Blog Turfing

There seems to be a spat concerning Omar & Muhammad (the brothers who write the Iraq the Model blog). They’re currently touring the country as part of the Spirit of America tour. Most rightie bloggers are fond of these two because they embrace the Administration line on Iraq: namely that things are going better than people think.

In this tour, this apparently has consisted of saying that Iraqis in general are looking forward to the January elections. Many people (notably, Prof. Juan Cole, but there are others) think that Omar & Muhammad might be part of a Administration spin campaign–an accusation that, given this Administration’s, shall we say, problematic relationship with truth and reality, isn’t too far-fetched. One of the blogging duo’s pals, Jeff Jarvis, reacts to those accusations by calling Prof. Cole "pond scum". And in the crossfire, other Iraqi bloggers get brought into the action, like Zeyad, whose cousin was apparently killed by soldiers in my division, and Riverbend, who writes from Baghdad and is highly opposed to the occupation.   

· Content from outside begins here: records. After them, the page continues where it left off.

PR #167, opened 2016-08-17
Removed mysql pre-req of mysql-devel for the end user

NarineM:
Removed mysql pre-req of mysql-devel for the end user since this
dependancy on native lib is needed for building the omsagent bundle only
and not during the bundle installation. Added the lib dependancy to
build-oms-agent document instead.

@Microsoft/omsagent-devs


jeffaco:
Signed off

robbiezhang:
Signoff

NarineM:
Merged #167

PR #168, opened 2016-08-17
Remove unit for MongoDBlog metric querytime

sugr4:
@Microsoft/omsagent-devs


robbiezhang:
The type of the property is till string.

sugr4:
Changed it from string to float.

robbiezhang:
Nice, signoff

PR #170, opened 2016-08-18
Fix the unit test failure because of dup omi perf counter

robbiezhang:
Removed the dup perf counter ("MySQL Server InnoDB Buffer Pool Use Pct") in the unit test.

@Microsoft/omsagent-devs


jeffaco:
Signed off. You did test to make sure the units tests now pass, yeah?

robbiezhang:
I did it this time. I under-estimated the coverage of the unit tests. :)
sorry about that.

PR #177, opened 2016-08-26
Replace bash regex matching with grep

sugr4:
@Microsoft/omsagent-devs


jeffaco:
I approve this. However, please update the commit message. The summary line is fine, but I'd like additional detail on why this change was made please (as a multi-line commit message).

Thanks.

niroyb:
Signed off

PR #1026, opened 2021-06-09
[IMP] *: exclude empty TOC pages from search results

AntoineVDV:
When searching for a string that can be found in a TOC page's content,
that page is listed in the search results. This is not a wanted behavior
because TOC pages without the 'show-content' metadata directive are not
supposed to be accessible.

This commit adds a 'nosearch' metadata directive to all TOC pages
without a 'show-content' metadata directive, hence removing them from
search results.

task-2527419


AntoineVDV:
@jcs-odoo FYI

content/contributing/documentation/rst_guidelines.rst
```diff
@@ -1,3 +1,5 @@
+:nosearch:
+
```
Feyensv, line 2: This one contains a `.. toctree::` but isn't a toc file :D

Feyensv (approved):
Didn't verify all of them manually, but seems correct :ok_hand:.
(I happened to see the guidelines specific case by chance while comparing search results :D)

jcs-odoo:
Thanks for this :)
I'll make sure `nosearch` is included when necessary

AntoineVDV:
This has been (painfully) forward-ported up to master. Now, we need to be careful to remove the :nosearch: metadata when adding the :show-content: metadata to a TOC page.

PR #1028, opened 2021-06-09
[FIX] Indentation in nginx config is now consistent (two spaces)

os-ia:
As discussed in #1013, this is the same diff but targeting v14.0 (taking into account the changes in the config, like the `ssl_protocols`.


d-fence (approved):

Feyensv:
Thanks for the contribution :thumbsup:

os-ia:
Just a heads up: This is still only applied on V14.0 docs

PR #1031, opened 2021-06-14
[I18N] translate theme

mart-e:


AntoineVDV (approved):
Noice :+1: 

It was about to say that we should explicitly translate the default of `html_title` in `conf.py` but it seems to be already wrapped in the translation function by Sphinx. :raised_eyebrow:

So why is this a big deal?

For starters, the issue of the Iraq War is very emotional for a lot of people, including me. This is the first war, after all, in which we chose to go to war. People invested a lot of their credibility, on both sides, on the outcome of the war. Seeing as how it’s turned out so far, how can anybody be surprised at the heat of the rhetoric? People who were, and remain, pro-war, are now in the position of grasping at anything, no matter how tenuous, in order to justify their position, which in hindsight, was the wrong one to take.

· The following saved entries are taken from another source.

PR #1032, opened 2021-06-15
[IMP] l10n_mx: Add extra paragraph in Warning (MXN currency)

vbe-odoo:
This is a result of a feedback we've received, in previous MX DOC versions we were specifying that the company/main currency should be MXN.

This is good to have it as a warning, we have as a warning in previous DOV versions but now we add some extra info as well (ref: https://www.odoo.com/documentation/13.0/applications/finance/accounting/fiscal_localizations/localizations/mexico.html#set-your-legal-information-in-the-company)

### DIFF
--- a/content/applications/finance/accounting/fiscal_localizations/localizations/mexico.rst
+++ b/content/applications/finance/accounting/fiscal_localizations/localizations/mexico.rst
@@ -119,9 +119,10 @@ In the resulting form, put your full address (including zip code), RFC (VAT numb
 the data.
 
 .. important::
-   From a legal point of view, a Mexican company must use the local currency (MXN). Therefore,
-   Odoo does not provide features to manage an alternative configuration. If you want
-   to manage another currency, let MXN be the default currency and use price list instead.
+   From a legal point of view, a Mexican company must use the local currency (MXN). Therefore, Odoo
+   does not provide features to manage an alternative configuration. If you want to manage another
+   currency, let MXN be the default currency and use a :doc:`pricelist
+   </applications/sales/sales/products_prices/prices/pricing>` instead.
 
 .. warning::
    Make sure that in the address, for the Country field, "Mexico" is chosen from the list of
--- a/content/applications/finance/accounting/fiscal_localizations/localizations/mexico.rst
+++ b/content/applications/finance/accounting/fiscal_localizations/localizations/mexico.rst
@@ -119,6 +119,10 @@ In the resulting form, put your full address (including zip code), RFC (VAT numb
 the data.
 
 .. warning::
+   From a legal point of view, a Mexican company must use the local currency (MXN). Therefore, 
+   Odoo does not provide features to manage an alternative configuration. If you want to manage
+   another currency, let MXN be the default currency and use price list instead.
+   
    Make sure that in the address, for the Country field, "Mexico" is chosen from the list of
    countries that Odoo shows, because if it is entered manually there is a risk of creating a "new
    country" in the system, which it will result in errors later when the CFDIs are generated.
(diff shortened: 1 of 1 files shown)


vbe-odoo:
Hi @jcs-odoo  can you help me with this small change?
Thanks!
cc' @ren-odoo

jcs-odoo (commented):
Hello @vbe-odoo 

Wouldn't it make more sense to put this point as a separate point? Maybe in an `important` block, before the "tip"?

Also:
- break the line after the 100th character
- "... and use **a pricelist** instead"

`
.. important::
   From a legal point of view, a Mexican company must use the local currency (MXN). Therefore, Odoo
   does not provide features to manage an alternative configuration. If you want to manage another
   currency, let MXN be the default currency and use a pricelist instead.
`

vbe-odoo:
Hi @jcs-odoo !
Thanks for the feedback!
Agree, it's a good idea to use the `.. important::` section in a different block.
But I would prefer to have it before the `.. warning::` like follows:

.. important::
   From a legal point of view, a Mexican company must use the local currency (MXN). Therefore, 
   Odoo does not provide features to manage an alternative configuration. If you want
   to manage another currency, let MXN be the default currency and use price list instead.

.. warning::
   Make sure that in the address, for the Country field, "Mexico" is chosen from the list of
   countries that Odoo shows, because if it is entered manually there is a risk of creating a "new
   country" in the system, which it will result in errors later when the CFDIs are generated.

What do you think about that? (this is because I want the user to see this as the 1st warning, important info)

Thanks!
Bests!
cc' @ren-odoo

jcs-odoo:
Sure! @vbe-odoo 
Can you edit it, then, please? :)

If I remember correctly, in another PR, you edited it by adding another commit, right?

If not, I can do it tomorrow.

Thanks

vbe-odoo:
Hi @jcs-odoo 
Thanks for the answer!
I already did a commit with the changes.
Let me know your feedback!

Bests!
cc' @ren-odoo

content/applications/finance/accounting/fiscal_localizations/localizations/mexico.rst
```diff
@@ -118,6 +118,11 @@ click on *Update information* under your company name.
 In the resulting form, put your full address (including zip code), RFC (VAT number), and the rest of
 the data.
 
+.. important::
+   From a legal point of view, a Mexican company must use the local currency (MXN). Therefore,
+   Odoo does not provide features to manage an alternative configuration. If you want
+   to manage another currency, let MXN be the default currency and use price list instead.
+
```
jcs-odoo, line 125: Thanks for the change @vbe-odoo 

It seems you forgot to apply the two other points in my previous review:
- 100th character line break (see [RST guidelines](https://www.odoo.com/documentation/14.0/contributing/documentation/rst_guidelines.html#start-a-new-line-before-the-100th-character))
- write "and use **a pricelist** instead" instead of "and use price list instead"

Additional suggestion:
- "pricelist" could reference the appropriate doc (see in the suggestion below)

```suggestion
.. important::
   From a legal point of view, a Mexican company must use the local currency (MXN). Therefore, Odoo
   does not provide features to manage an alternative configuration. If you want to manage another
   currency, let MXN be the default currency and use a :doc:`pricelist
   </applications/sales/sales/products_prices/prices/pricing>` instead.

```

Thanks :)

jcs-odoo (changes requested):

content/applications/finance/accounting/fiscal_localizations/localizations/mexico.rst
vbe-odoo: @jcs-odoo Oh sorry! my bad! I will commit your suggestion!
And good idea to add the link to the functional DOC of payment terms 💯 
cc' @ren-odoo

jcs-odoo (approved):
lgtm

@odoo/doc-review in this case, do I have to squash the commits for the author, or do you simply select squash and merge?

Thanks!

AntoineVDV (approved):

AntoineVDV:
> do I have to squash the commits for the author, or do you simply select squash and merge?

No worries, squash & merge is always an option as long as a PR doesn't have 2+ independent (meaningful) commits.

PR #1035, opened 2021-06-16
[ADD] l10n_mx_reports: XML Polizas Export

lordkrandel:
This is a legal requirement when one of the 2 following scenarios are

I think what Omar & Muhammad are doing in Iraq is courageous, and if that tragic land is going to have any shot at freedom, it’s going to be because of people like them, who take a bold leap into the unknown maelstrom of democracy. I salute their efforts, and if I have a chance to tell them face to face, I’ll do so.

Nevertheless, no matter how badly, how earnestly Jarvis and other pro-war bloggers wish it to be otherwise, the majority of Iraqis are highly opposed to our occupation of Iraq. And in that context, someone like Riverbend is more reflective of what Ahmed in the souk really feels.

Jarvis, Omar, Muhammed and many other people may be taking heart in anecdotal evidence that Iraqis are getting more and more interested in the upcoming elections–but I think they’re drawing the wrong inference from that evidence. Iraqi interest in January’s elections is driven not by affection for us, but by the possibility, however real, that they’ll be able to end the occupation. How do I know this? Because the biggest party in the elections, the Sistani-backed United Iraqi Alliance, is campaigning on getting the troops out of Iraq.

The question is, when they ask, will we withdraw? It’s easy to say we will when they ask us to, but we’ve got lots of interests in the region–interests that are complicated by a withdrawal of American power from the region.